Sunday, December 22, 2013

Answering intrusive questions

Too often people ask questions that are so intrusive. For example, they might ask "you have so few children, when you plan to have more" or "why don't you have more children" or "that is quite a gap between your children, care to explain?" -- especially if they have no grip on social nicety. 

Miss Manners notes you can always respond with "Why do you ask?"  A friend suggested that you just ignore the question and ask "What about you, when are you planning to have children?" followed by "tell me about yourself."

The "why do you ask" and "what about you, when are you planning to have children" responses are both good deflections.

However, remember that so very often the questions are harmless and mindless chatter.

I know in my own case, where we buried three children and went through a number of miscarriages, we got and still get a fair amount of questions like that.
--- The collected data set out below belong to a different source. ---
PR #1171, opened 2019-10-29
Removed wrong comma in .json example

nuokh:
Let's make examples valid again :-)


smarquard:
:-) Thank you for the contribution!

PR #1179, opened 2019-10-30
Make wowza configuration tenant-specific

KatrinIhler:
This PR moves a couple streaming configuration keys around to make it tenant-specific, allowing it to configure streaming for multi-tenant installations.
It also removes the "adaptive" from the class names, modules and so on to make naming more consistent.
Additionally, as RTMP is rarely used for on-demand streaming nowadays, the support was removed since this makes the code much easier to understand.

If you've got a Wowza installation, it would be great if you could test this!


etc/custom.properties
```diff
@@ -85,41 +85,24 @@ org.opencastproject.staticfiles.rootdir=${org.opencastproject.storage.dir}/stati
...
-# Server URL for Adaptive Streaming, usually the same server like RTMP streaming with a different protocol
-#org.opencastproject.adaptive-streaming.url=http(s)://<wowza-server>/<wowza-application>
+org.opencastproject.streaming.directory=${org.opencastproject.storage.dir}/streams
 
-# Port for Adaptive Streaming (for Wowza usually 1935)
-#org.opencastproject.adaptive-streaming.port=<port_number>
+# The mime types of streaming formats for which raw streaming URLs will be published automatically under the channel:
+# 'engage-player'. Use the character: '*' if all configured streaming URLs should be published.
+# The publication of streaming URI's is switched off by default
+org.opencastproject.publish.streaming.formats=*
```
lkiesow: If this should be the new default value, let's make it an actual default:

```suggestion
# Default: *
#org.opencastproject.publish.streaming.formats=*
```

etc/org.opencastproject.distribution.streaming.wowza.WowzaStreamingDistributionService.cfg
```diff
@@ -1,13 +1,21 @@
...
 
 # Configure the order in which the different video qualities will be written in the
 # SMIL files. The sorting criteria is the video bitrate.
 # Possible values are "ascending" or "descending".
 # Default: ascending
-#org.opencastproject.adaptive-streaming.smil.order=ascending
+#org.opencastproject.wowza.smil.order=ascending
+
+# Tenant specific Server URL for Streaming with Wowza
+# In case of multitenancy, add more configuration keys looking like this: org.opencastproject.<tenant>.wowza.url
```
lkiesow: What's the default? Is the default still empty and the service deactivated if this is empty/blank?

etc/org.opencastproject.distribution.streaming.wowza.WowzaStreamingDistributionService.cfg
```diff
@@ -1,13 +1,21 @@
...
+#org.opencastproject.mh_default_org.wowza.url=http(s)://<wowza-server>/<wowza-application>
+
+# Tenant specific Port for Wowza, usually 1935
```
lkiesow:
```suggestion
# Tenant specific port for Wowza, usually 1935
```

etc/org.opencastproject.distribution.streaming.wowza.WowzaStreamingDistributionService.cfg
```diff
@@ -1,13 +1,21 @@
...
+# In case of multitenancy, add more configuration keys looking like this: org.opencastproject.<tenant>.wowza.port
```
lkiesow: Is there a default?

modules/distribution-service-api/src/main/java/org/opencastproject/distribution/api/StreamingDistributionService.java
```diff
@@ -34,6 +34,8 @@
  */
 public interface StreamingDistributionService extends DistributionService {
 
+  boolean publishToStreaming();
```
lkiesow, line 42: What is this method for? Short JavaDoc? ;-p

modules/distribution-service-streaming-wowza/src/main/java/org/opencastproject/distribution/streaming/wowza/WowzaStreamingDistributionService.java
```diff
@@ -218,42 +191,28 @@
...
-      } catch (IllegalArgumentException e) {
-        logger.info("Adaptive streaming URL was not defined in the configuration file");
-      }
+    // get configuration
+    if (properties != null && bundleContext != null) {
 
-      if (adaptiveStreamingUri == null && streamingUri == null) {
-        throw new ComponentException("Streaming URL and adaptive streaming URL are undefined.");
-      }
+      streamingUrls = new HashMap<>();
```
lkiesow: 1. this should be a ConcurrentHashMap
2. You shouldn't set it first and then fill it, but fill it  and only at the end update the whole configuration at once

modules/distribution-service-streaming-wowza/src/main/java/org/opencastproject/distribution/streaming/wowza/WowzaStreamingDistributionService.java
```diff
@@ -276,49 +235,76 @@ public void activate(BundleContext bundleContext) {
...
+            }
+
+            streamingUrls.put(orgId, tenantStreamingUrl);
+            logger.info("Wowza Streaming URL for tenant {} set to \"{}\"", orgId, tenantStreamingUrl);
+          } catch (URISyntaxException e) {
+            throw new ComponentException(
+                    String.format("Wowza Streaming URL %s of tenant %s could not be parsed", streamingUrl, orgId), e);
+          }
+        } else {
+          logger.warn("Wowza Streaming URL is undefined for tenant {}", orgId);
```
lkiesow: Wouldn't that be a valid configuration?
This is basically warning people that they aren't using streaming which doesn't make sense, does it?
I suggest dropping this to debug level.

lkiesow (changes requested):

mliradelc:
Great work with this PR!! I'm starting to testing it right now, I need only to finish the configuration from the wowza site to put it to work.

I have a question, since opencast can sign the wowza url, in theory should work the `org.opencastproject.security.urlsigning.provider.impl.WowzaUrlSigningProvider.cfg` without issues right? because you can set a key per url.

mliradelc (changes requested):
This part in the documentation:

```markdown
4. Enter a name for the new application. You **must** use the same application name you have configured
in `$KARAF/etc/custom.properties` (for instance: *opencast-engage*) in `$KARAF/etc/custom.properties` (for instance: *opencast-engage*)
```

This is from the previous version and doesn't explain very well (Says name, but not what specific variable to change)

~~With also this in mind, Does each Wowza server needs to use the same application name?~~ 
Ex:
wowza.server.com/opencast-engage
wowza.server2.com/opencast-engage
wowza.server3.com/opencast-engage
... 

~~Or it can be different application names also??~~


Nevermind I figure out myself, the names correspond to the names of the applications you put in the URL.

modules/distribution-service-api/src/main/java/org/opencastproject/distribution/api/StreamingDistributionService.java
KatrinIhler: Whoops, forgot.

modules/distribution-service-streaming-wowza/src/main/java/org/opencastproject/distribution/streaming/wowza/WowzaStreamingDistributionService.java
KatrinIhler: Will do.

modules/distribution-service-streaming-wowza/src/main/java/org/opencastproject/distribution/streaming/wowza/WowzaStreamingDistributionService.java
KatrinIhler: Done.

etc/org.opencastproject.distribution.streaming.wowza.WowzaStreamingDistributionService.cfg
KatrinIhler: Yep, I'll add that to the comment.

KatrinIhler:
> Great work with this PR!! I'm starting to testing it right now, I need only to finish the configuration from the wowza site to put it to work.
> 
> I have a question, since opencast can sign the wowza url, in theory should work the `org.opencastproject.security.urlsigning.provider.impl.WowzaUrlSigningProvider.cfg` without issues right? because you can set a key per url.

Yeah, I think that still works, you'll need to set a key per application.

KatrinIhler:
@lkiesow I think I addressed everything. Thanks for taking a look at it! :)

mliradelc:
Tested. Worked without any issues. Wowza player is able to play from different streams.

I didn't test the streaming security

mliradelc (approved):

KatrinIhler:
@mliradelc Since you're a committer, you can merge this if you're fine with it.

I'm a lawyer. My wife is a CRNA. We have only two living children. With a large gap. At one time when she had finished her BSRN we had only one child.  People would ask whatever popped into their heads that were otherwise empty at the time, without really thinking.  Empty social chatter sometimes, probing or judgmental at other times.
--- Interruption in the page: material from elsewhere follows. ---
PR #1218, opened 2019-11-07
[Documentation] Added path hint to upgrade.md

Solfur:
Added a hint to the upgrade.md to clearify the replacement of the three dots with the actual path.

Sometimes I deflect gently. 
I tell people the truth sometimes.

I remember that they are just people. It is part of the normal chatter and social milieu.

That doesn't make it easier. I've a friend whose wife almost died trying exploratory surgery and trying to have children. The story spread far and wide in his social and church setting.  People quit asking why a lawyer and an m.d. had no children and implying that they were self centered and worthless.

But it took her heart stopping and the rest before they started telling people how heartbreaking the question was and the social pressure eased off.


It can be mindless social chatter for some.  But terribly hard for others.

If you need to vent, share your tale of woe when people ask. Stop before all the details, catch yourself, and say "I just can't bear it sometimes, if I only had time I'd share the rest if it. But it is heartbreaking for us. I'm sure you asked because you want to help, but I'm so overwhelmed I don't know what to ask you to do."  


You've just told them part of how bad it is, but not all (leaving some to their imagination) and then segued to the social construct that anyone who invites a tale of woe has done so for the good purpose of trying to figure out how to help.  You might even suggest how they might help.  You are really saying "thank you for letting me vent and offering to help."

That gives three responses.  Use the three responses "why do you ask" "what about you" and "thank you for letting me vent and offering to help" as you need them.

It is so hard, but having a response or two or three prepared can make it easier.

But remember that most of it is just mindless social chatter by people who are not thinking.

And also remember that there are people who sympathize and wish you well.
 

The world is filled with good people.  You would be surprised how many Kathy Warnocks or Linda Grays -- people who were so kind to us in times of need -- or similar people are out there.  Remember that too.

2 comments:

Howard Dirkson said...

Thanks for the reminder Stephen. Merry Christmas!

Anonymous said...

Loved this. I now have answers and know how to handle questions like these.

I am truly sorry for your losses. I buried one child. Had two miscarriages.

I am careful to whom I reveal any of this information to.

Sometimes when people exclaim how far apart in age my kids are I say "Yep, I have two 'only' children". That gets them thinking.

Thanks again. People need to read about these things.